§ WHAT YOU SHOULD DO: Look through the records below for the line with "package can **get**" and the line with "We don't want", then return those lines and all lines between, exactly.

§ DATA EXCERPTS:
==========

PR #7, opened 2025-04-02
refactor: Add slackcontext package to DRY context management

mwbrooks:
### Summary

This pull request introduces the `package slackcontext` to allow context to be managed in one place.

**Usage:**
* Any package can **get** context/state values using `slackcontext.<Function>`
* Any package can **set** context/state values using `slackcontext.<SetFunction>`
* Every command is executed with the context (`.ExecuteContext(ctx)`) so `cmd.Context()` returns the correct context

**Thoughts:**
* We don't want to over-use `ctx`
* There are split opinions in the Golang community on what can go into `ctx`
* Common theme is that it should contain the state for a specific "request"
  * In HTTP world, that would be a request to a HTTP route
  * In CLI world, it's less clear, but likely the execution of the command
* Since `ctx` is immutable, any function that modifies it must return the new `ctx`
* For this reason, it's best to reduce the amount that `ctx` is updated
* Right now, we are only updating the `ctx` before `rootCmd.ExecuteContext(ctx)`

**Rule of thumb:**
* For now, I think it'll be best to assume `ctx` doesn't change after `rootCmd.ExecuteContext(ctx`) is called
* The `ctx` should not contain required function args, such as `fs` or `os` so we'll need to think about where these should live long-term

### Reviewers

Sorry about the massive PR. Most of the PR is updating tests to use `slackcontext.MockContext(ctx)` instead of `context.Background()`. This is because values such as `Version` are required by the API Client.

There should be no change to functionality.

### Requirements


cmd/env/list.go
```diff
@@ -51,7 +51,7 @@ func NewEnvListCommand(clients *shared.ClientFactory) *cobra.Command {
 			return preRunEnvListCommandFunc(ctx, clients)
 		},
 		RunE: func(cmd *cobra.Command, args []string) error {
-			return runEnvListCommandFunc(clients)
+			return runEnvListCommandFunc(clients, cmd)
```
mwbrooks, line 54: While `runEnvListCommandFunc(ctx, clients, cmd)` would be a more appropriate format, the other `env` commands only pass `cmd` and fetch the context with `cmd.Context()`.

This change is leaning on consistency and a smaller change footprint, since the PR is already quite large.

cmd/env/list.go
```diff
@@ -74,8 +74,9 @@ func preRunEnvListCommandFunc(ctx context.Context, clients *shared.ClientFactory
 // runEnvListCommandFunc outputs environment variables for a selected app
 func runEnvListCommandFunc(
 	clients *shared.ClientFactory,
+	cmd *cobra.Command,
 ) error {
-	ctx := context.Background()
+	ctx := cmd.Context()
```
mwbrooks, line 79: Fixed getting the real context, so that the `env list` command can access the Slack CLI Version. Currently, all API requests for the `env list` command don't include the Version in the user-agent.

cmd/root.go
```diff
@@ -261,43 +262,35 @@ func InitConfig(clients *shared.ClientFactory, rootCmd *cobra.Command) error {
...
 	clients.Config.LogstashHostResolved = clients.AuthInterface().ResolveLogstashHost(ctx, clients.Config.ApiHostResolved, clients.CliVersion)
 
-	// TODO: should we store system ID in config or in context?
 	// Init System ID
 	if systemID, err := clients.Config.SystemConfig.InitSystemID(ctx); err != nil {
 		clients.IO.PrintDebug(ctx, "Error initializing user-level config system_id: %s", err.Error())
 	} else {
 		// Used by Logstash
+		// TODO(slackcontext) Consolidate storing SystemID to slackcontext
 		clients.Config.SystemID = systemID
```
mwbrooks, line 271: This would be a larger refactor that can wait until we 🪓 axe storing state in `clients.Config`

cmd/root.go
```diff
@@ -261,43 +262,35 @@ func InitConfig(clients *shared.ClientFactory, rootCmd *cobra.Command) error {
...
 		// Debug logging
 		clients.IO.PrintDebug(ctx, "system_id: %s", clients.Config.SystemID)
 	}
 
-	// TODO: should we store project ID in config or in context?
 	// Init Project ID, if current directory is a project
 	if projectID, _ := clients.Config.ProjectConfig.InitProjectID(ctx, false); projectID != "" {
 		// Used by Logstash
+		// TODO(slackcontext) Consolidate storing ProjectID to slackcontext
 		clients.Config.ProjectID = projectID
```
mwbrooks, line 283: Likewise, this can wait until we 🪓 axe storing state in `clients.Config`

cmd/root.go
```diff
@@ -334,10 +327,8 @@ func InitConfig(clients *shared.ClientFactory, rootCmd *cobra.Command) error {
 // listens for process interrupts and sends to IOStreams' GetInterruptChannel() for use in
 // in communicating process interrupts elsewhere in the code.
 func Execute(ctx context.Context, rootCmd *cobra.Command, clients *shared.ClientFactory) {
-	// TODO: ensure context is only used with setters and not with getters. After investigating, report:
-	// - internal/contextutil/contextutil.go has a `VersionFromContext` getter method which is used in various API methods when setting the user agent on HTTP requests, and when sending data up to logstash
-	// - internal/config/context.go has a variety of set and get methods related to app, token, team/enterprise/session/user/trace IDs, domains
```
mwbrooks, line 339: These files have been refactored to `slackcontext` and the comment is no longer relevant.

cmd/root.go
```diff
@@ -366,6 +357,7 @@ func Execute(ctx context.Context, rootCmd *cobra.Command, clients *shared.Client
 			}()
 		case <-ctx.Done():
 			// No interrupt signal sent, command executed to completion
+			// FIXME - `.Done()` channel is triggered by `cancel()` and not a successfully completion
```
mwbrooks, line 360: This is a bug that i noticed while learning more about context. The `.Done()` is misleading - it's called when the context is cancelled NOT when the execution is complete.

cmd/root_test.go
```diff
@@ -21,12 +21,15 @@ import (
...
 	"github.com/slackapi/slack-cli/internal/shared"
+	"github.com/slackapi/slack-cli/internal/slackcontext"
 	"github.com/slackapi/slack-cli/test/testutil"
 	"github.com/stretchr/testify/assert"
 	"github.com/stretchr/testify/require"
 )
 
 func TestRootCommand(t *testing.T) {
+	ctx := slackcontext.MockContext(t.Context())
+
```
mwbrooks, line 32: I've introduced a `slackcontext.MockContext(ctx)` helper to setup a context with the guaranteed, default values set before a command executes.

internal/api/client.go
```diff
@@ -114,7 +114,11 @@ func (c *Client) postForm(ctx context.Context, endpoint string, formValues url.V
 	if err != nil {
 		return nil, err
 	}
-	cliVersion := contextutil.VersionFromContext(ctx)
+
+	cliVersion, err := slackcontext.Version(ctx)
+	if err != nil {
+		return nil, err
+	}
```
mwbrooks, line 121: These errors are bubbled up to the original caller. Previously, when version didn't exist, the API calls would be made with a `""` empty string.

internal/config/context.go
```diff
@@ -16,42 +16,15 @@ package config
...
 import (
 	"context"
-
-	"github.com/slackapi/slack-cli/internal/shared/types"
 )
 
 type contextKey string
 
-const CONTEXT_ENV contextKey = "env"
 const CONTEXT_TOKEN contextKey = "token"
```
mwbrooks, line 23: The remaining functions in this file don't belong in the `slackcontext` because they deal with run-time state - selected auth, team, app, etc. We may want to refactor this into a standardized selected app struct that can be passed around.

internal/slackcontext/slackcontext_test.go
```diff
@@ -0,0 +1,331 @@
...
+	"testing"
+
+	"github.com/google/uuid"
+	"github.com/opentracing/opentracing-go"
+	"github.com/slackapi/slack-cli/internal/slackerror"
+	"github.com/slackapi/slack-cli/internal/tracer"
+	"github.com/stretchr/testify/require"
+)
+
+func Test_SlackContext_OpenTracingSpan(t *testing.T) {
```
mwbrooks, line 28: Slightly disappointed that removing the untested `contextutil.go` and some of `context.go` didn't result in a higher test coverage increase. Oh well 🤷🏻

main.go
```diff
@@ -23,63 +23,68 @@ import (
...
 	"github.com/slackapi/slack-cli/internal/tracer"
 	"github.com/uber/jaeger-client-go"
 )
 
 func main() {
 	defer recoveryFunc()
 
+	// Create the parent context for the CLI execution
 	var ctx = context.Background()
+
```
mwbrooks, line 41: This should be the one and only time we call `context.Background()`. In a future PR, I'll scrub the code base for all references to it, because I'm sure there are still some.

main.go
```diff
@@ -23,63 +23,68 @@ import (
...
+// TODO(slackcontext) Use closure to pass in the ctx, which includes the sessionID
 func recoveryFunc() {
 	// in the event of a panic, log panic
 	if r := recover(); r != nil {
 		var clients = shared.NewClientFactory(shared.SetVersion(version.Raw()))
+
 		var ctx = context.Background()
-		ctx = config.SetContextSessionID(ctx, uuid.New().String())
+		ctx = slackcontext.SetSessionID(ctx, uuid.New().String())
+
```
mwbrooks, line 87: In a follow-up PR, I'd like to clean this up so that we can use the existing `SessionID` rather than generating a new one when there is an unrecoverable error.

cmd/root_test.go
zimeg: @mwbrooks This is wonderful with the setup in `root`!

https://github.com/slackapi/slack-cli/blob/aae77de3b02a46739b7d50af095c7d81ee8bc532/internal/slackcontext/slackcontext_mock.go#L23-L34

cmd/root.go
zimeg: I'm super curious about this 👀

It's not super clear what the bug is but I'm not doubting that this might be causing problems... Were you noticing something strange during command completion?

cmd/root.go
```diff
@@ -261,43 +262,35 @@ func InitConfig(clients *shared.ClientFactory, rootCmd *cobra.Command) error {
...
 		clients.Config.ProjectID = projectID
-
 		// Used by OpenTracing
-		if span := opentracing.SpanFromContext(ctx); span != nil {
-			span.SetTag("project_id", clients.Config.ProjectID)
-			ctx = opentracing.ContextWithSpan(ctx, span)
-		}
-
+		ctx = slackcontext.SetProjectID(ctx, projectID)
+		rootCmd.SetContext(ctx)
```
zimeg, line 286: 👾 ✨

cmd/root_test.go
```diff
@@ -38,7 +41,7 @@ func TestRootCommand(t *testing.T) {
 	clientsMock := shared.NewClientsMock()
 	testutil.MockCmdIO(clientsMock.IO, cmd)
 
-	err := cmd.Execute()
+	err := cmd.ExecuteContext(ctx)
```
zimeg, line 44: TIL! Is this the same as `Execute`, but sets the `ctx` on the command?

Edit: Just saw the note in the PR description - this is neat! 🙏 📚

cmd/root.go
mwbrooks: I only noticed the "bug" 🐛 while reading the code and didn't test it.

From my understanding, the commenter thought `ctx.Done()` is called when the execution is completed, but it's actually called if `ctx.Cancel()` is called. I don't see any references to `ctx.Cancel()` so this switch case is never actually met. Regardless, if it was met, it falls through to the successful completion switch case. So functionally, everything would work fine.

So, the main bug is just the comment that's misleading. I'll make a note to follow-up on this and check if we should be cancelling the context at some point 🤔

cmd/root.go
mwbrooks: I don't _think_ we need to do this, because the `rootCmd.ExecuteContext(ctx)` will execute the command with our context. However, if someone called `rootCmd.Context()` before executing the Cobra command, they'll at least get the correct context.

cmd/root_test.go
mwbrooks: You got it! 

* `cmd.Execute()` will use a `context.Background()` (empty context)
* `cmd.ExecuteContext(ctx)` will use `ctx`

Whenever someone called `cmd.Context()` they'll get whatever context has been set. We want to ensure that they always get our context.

==========

§ SOLUTION TO THE PROBLEM:
* Any package can **get** context/state values using `slackcontext.<Function>`
* Any package can **set** context/state values using `slackcontext.<SetFunction>`
* Every command is executed with the context (`.ExecuteContext(ctx)`) so `cmd.Context()` returns the correct context

**Thoughts:**
* We don't want to over-use `ctx`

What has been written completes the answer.